2. The method of claim 1 wherein the complex comprises equimolar amounts of IGF and IGFBP-3.

3. The method of claim 1 wherein the IGF is IGF-I.

4. The method of claim 3 wherein the IGF is recombinant human IGF-I.

5. The method of claim 1 wherein the IGFBP-3 is recombinant human IGFBP-3.

6. The method of claim 1 wherein the IGF is IGF-II.

7. The method of claim 6 wherein the IGF-II is recombinant human IGF-II.

8. The method of claim 6 wherein the IGFBP-3 is recombinant human IGFBP-3.

9. The method of claim 1 wherein the administration is parenteral.

10. The method of claim 1 wherein the parenteral administration is performed by subcutaneous injection.

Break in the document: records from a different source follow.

PR #1442, opened 2026-04-20
1261: fix for turtle target reference error

DNR500:
issue: [1261](https://github.com/RaspberryPiFoundation/digital-editor-issues/issues/1261)

### Context

`editor-ui` is embedded inside `editor-standalone` as a web component.

We hit a weird turtle failure when:
- first loading a project - works fine  
- navigating away (e.g. to a lesson page)  
- then coming back - breaks  

A full page refresh fixes it, so this is clearly something about remounting rather than initial load.

The error we were seeing:

```
Cannot read properties of null (reading 'firstChild')
```

At first I suspected this was something to do with lifecycle + Shadow DOM + how Skulpt tries to resolve the turtle target in the light DOM.

---

### What Skulpt is doing

When Python imports `turtle`, Skulpt runs `getConfiguredTarget()`:

- https://github.com/skulpt/skulpt/blob/master/src/lib/turtle.js#L4

It determines the target using:

- `Sk.TurtleGraphics.target`, or falls back to `"turtle"`  
- https://github.com/skulpt/skulpt/blob/master/src/lib/turtle.js#L7  

If it ends up with a string, it does:

```js
document.getElementById(selector)
```

- https://github.com/skulpt/skulpt/blob/master/src/lib/turtle.js#L9  

It then assumes that worked and immediately does:

```js
while (target.firstChild) { ... }
```

- https://github.com/skulpt/skulpt/blob/master/src/lib/turtle.js#L12  

---

### Why this breaks for us

Our turtle output lives inside a **Shadow DOM**, not the top-level document.

So if Skulpt falls back to `"turtle"`:
- `document.getElementById("turtle")` - returns `null`
- our actual element is `#turtleOutput`, and it’s not even in the light DOM anyway

So we end up with:

```js
target === null
```

and then:

```js
target.firstChild
```

So exactly the error we saw.

This lines up with what I saw while debugging:
- failures consistently happen on remount (after navigating away and back)
- if I redirect `"turtle"` lookup to the actual Shadow DOM element, everything works again

---

### Additional findings

I also tried tightening up our lifecycle handling:

- made sure turtle teardown/reinit happens before rerunning code  
- moved more of this into `SkulptRunner`  

After that:
- I can confirm `Sk.TurtleGraphics.target` **is correctly set** before `Sk.importMainWithBody(...)`

**But** Skulpt still seems to hit its internal fallback path and try `"turtle"` anyway.

So this feels like:
- either the target is getting lost/reset internally  
- or Skulpt is re-resolving it in a way that ignores what we set  

---

### The fix (for now)

Not pretty, and this doens't feel like a nice fix, but its the only thing I’ve found that reliably works:

- during execution, temporarily shim `document.getElementById`
- if it’s called with `"turtle"`, return our actual `#turtleOutput` element
- restore the original function in a `finally()` block

---

### Things we might consider

A couple of directions that *might* be worth exploring (more thinking out loud than firm suggestions):

Some possible changes to Skulpt.. 
- Skulpt probably shouldn’t assume `getElementById` will always succeed  
- It would be good if it consistently respected an explicitly provided `Sk.TurtleGraphics.target`, rather than falling back again  

Another option could be introducing something like a `targetFunc()`:

- instead of passing a static value, allow a function that resolves the element at runtime  
- this would play much more nicely with things like Shadow DOM and remounting, where the element isn’t always stable or in the light DOM  

Something along the lines of:

```js
Sk.TurtleGraphics.targetFunc = () => {
  return resolveTurtleElementSomehow();
};
```

That way Skulpt doesn’t need to guess or fall back — it just asks for the element when it needs it.

Not saying we should go and patch Skulpt right now, but it does feel like the kind of thing that could be improved upstream if we ever wanted to explore it - and it might be the only thing that gives a nice solution

### DIFF
--- a/src/components/Editor/Runners/PythonRunner/SkulptRunner/SkulptRunner.jsx
+++ b/src/components/Editor/Runners/PythonRunner/SkulptRunner/SkulptRunner.jsx
@@ -87,7 +87,6 @@ const SkulptRunner = ({ active, outputPanels = ["text", "visual"] }) => {
   const senseHatAlwaysEnabled = useSelector(
     (state) => state.editor.senseHatAlwaysEnabled,
   );
-  const projectImages = useSelector((state) => state.editor.project.image_list);
   const reactAppApiEndpoint = useSelector((s) => s.editor.reactAppApiEndpoint);
   const output = useRef();
   const dispatch = useDispatch();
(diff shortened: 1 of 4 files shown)


zetter-rpf (approved):
Thanks for the detailed write-up!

11. The method of claim 1 wherein the administration is intracranial.

12. The method of claim 1 wherein the sufficient amount is that amount of complex that results in improvements in the structure or function of the nervous system.

13. The method of claim 12 wherein the amount of complex administered is at least about 0.05 mg IGF/kg of body weight/day, said IGF being complexed to an equimolar amount of IGFBP.

14. The method of claim 1 wherein said subject is a mammal.

15. A method for treating a subject for exposure to neurotoxins, cerebrovascular hemorrhage, neuronal scission during surgery, meningitis or other infection of tissues of the nervous system, said method comprising administering to said subject a complex comprising an insulin-like growth factor (IGF) and insulin-like growth factor binding protein-3 (IGFBP-3) , said complex being administered in an amount sufficient to alleviate said condition.

16. A method for treating a subject for multiple sclerosis, amyotrophic lateral sclerosis or Charcot-Marie-Tooth disease, said method comprising parenterally administering to said subject a complex comprising an insulin-like growth factor (IGF) and insulin-like growth factor binding protein-3 (IGFBP-3) , said complex being administered in an amount sufficient to alleviate said condition.

17. The method of claim 16 wherein parenterally administering the IGF/IGFBP complex comprises subcutaneous injection.